● **Brief**:
When you reach the line that contains "PR #336, opened 2021-04-05" in the data below, start reproducing lines exactly, and stop after the line that contains "ids in the apiserver".

Dataset records
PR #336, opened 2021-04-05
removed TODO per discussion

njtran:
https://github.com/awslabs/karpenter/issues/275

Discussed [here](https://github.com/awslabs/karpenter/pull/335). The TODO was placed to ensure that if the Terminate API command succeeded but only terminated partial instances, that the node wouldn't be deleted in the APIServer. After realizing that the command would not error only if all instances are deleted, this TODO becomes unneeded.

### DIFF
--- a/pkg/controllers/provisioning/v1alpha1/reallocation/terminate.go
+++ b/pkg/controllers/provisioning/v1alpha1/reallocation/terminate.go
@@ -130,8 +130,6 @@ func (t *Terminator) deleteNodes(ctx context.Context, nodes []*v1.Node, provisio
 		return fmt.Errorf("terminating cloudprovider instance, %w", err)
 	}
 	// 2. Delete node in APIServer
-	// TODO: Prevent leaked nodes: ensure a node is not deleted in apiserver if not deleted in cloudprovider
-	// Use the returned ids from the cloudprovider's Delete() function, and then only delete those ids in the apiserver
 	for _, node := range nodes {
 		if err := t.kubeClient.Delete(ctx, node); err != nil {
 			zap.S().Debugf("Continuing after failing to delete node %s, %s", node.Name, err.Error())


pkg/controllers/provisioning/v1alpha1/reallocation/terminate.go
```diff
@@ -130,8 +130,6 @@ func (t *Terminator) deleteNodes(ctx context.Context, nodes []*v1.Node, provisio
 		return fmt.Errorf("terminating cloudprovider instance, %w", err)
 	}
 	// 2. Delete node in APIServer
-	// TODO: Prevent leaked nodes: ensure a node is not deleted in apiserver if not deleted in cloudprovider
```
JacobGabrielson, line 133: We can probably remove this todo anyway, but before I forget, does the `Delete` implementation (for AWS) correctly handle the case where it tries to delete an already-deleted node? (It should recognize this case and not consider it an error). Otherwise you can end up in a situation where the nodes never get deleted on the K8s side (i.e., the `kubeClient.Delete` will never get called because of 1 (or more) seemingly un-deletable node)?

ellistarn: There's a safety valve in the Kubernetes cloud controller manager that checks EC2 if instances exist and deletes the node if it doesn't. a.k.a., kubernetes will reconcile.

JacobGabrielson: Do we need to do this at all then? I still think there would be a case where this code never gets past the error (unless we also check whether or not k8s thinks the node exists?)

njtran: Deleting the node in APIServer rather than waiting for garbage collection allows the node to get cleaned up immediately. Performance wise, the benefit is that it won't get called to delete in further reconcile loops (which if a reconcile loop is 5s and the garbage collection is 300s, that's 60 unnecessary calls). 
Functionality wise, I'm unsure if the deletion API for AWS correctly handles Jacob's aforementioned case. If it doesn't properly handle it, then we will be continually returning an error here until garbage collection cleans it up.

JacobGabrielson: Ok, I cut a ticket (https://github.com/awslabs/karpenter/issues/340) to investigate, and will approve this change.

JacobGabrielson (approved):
* * *
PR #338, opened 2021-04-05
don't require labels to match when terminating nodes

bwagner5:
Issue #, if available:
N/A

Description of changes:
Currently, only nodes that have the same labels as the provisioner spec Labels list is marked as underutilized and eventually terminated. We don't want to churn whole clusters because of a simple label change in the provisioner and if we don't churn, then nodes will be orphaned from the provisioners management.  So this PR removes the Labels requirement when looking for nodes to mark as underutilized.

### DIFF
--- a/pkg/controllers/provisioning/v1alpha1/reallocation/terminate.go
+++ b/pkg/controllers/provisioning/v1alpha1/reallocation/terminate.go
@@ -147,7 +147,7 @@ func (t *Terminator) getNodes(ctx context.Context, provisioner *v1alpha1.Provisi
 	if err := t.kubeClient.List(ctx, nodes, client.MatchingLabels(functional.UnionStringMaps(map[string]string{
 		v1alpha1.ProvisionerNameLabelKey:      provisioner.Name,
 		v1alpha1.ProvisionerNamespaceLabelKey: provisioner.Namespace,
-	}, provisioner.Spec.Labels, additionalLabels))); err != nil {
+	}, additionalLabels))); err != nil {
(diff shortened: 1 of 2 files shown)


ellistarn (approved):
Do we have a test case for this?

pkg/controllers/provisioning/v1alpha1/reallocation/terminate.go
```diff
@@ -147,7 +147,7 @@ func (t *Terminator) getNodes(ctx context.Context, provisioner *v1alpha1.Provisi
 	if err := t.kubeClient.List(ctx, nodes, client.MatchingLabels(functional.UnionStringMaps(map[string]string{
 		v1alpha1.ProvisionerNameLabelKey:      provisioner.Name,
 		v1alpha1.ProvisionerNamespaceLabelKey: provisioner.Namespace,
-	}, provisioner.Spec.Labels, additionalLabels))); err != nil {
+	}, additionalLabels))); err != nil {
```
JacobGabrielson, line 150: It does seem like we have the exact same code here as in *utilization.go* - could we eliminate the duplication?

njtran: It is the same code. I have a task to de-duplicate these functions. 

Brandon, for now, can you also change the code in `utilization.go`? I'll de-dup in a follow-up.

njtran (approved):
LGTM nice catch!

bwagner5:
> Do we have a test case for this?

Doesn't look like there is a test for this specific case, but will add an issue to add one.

● **Answer**:
PR #336, opened 2021-04-05
removed TODO per discussion

njtran:
https://github.com/awslabs/karpenter/issues/275

Discussed [here](https://github.com/awslabs/karpenter/pull/335). The TODO was placed to ensure that if the Terminate API command succeeded but only terminated partial instances, that the node wouldn't be deleted in the APIServer. After realizing that the command would not error only if all instances are deleted, this TODO becomes unneeded.

### DIFF
--- a/pkg/controllers/provisioning/v1alpha1/reallocation/terminate.go
+++ b/pkg/controllers/provisioning/v1alpha1/reallocation/terminate.go
@@ -130,8 +130,6 @@ func (t *Terminator) deleteNodes(ctx context.Context, nodes []*v1.Node, provisio
 		return fmt.Errorf("terminating cloudprovider instance, %w", err)
 	}
 	// 2. Delete node in APIServer
-	// TODO: Prevent leaked nodes: ensure a node is not deleted in apiserver if not deleted in cloudprovider
-	// Use the returned ids from the cloudprovider's Delete() function, and then only delete those ids in the apiserver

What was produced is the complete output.